Every line in the records below between the one holding "PR #266, opened 2024-09-04" and the one holding "joelrebel: thanks, I've", inclusive, is to be set down exactly; all other lines are to be left out.

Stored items

-.-.-

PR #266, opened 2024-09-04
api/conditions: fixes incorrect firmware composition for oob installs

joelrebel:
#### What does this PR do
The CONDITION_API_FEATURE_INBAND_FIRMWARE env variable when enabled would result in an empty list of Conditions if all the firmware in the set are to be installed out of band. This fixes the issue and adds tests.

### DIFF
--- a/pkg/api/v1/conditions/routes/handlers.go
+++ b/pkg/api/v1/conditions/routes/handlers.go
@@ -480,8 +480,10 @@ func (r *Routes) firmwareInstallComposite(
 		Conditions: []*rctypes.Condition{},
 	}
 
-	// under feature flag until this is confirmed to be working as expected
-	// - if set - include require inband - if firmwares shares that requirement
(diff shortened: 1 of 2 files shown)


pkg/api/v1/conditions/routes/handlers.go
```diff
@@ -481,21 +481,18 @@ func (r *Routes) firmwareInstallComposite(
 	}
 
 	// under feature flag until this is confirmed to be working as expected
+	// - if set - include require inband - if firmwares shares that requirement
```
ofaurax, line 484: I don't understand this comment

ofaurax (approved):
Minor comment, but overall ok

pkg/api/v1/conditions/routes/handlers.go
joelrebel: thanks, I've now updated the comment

-.-.-

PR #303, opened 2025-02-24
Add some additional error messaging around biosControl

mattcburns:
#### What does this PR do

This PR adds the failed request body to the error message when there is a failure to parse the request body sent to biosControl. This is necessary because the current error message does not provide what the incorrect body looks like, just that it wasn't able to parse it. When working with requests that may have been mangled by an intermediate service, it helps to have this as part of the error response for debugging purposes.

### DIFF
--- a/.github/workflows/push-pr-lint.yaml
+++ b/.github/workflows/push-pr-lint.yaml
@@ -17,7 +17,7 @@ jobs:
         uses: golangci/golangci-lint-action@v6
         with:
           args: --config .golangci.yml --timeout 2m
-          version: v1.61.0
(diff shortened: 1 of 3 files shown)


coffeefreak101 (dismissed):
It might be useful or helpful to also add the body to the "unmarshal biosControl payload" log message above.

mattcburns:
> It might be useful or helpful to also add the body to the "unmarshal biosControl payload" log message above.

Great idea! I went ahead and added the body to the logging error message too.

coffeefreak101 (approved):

-.-.-

> **Your solution**
PR #266, opened 2024-09-04
api/conditions: fixes incorrect firmware composition for oob installs

joelrebel:
#### What does this PR do
The CONDITION_API_FEATURE_INBAND_FIRMWARE env variable when enabled would result in an empty list of Conditions if all the firmware in the set are to be installed out of band. This fixes the issue and adds tests.

### DIFF
--- a/pkg/api/v1/conditions/routes/handlers.go
+++ b/pkg/api/v1/conditions/routes/handlers.go
@@ -480,8 +480,10 @@ func (r *Routes) firmwareInstallComposite(
 		Conditions: []*rctypes.Condition{},
 	}
 
-	// under feature flag until this is confirmed to be working as expected
-	// - if set - include require inband - if firmwares shares that requirement
(diff shortened: 1 of 2 files shown)


pkg/api/v1/conditions/routes/handlers.go
```diff
@@ -481,21 +481,18 @@ func (r *Routes) firmwareInstallComposite(
 	}
 
 	// under feature flag until this is confirmed to be working as expected
+	// - if set - include require inband - if firmwares shares that requirement
```
ofaurax, line 484: I don't understand this comment

ofaurax (approved):
Minor comment, but overall ok

pkg/api/v1/conditions/routes/handlers.go
joelrebel: thanks, I've now updated the comment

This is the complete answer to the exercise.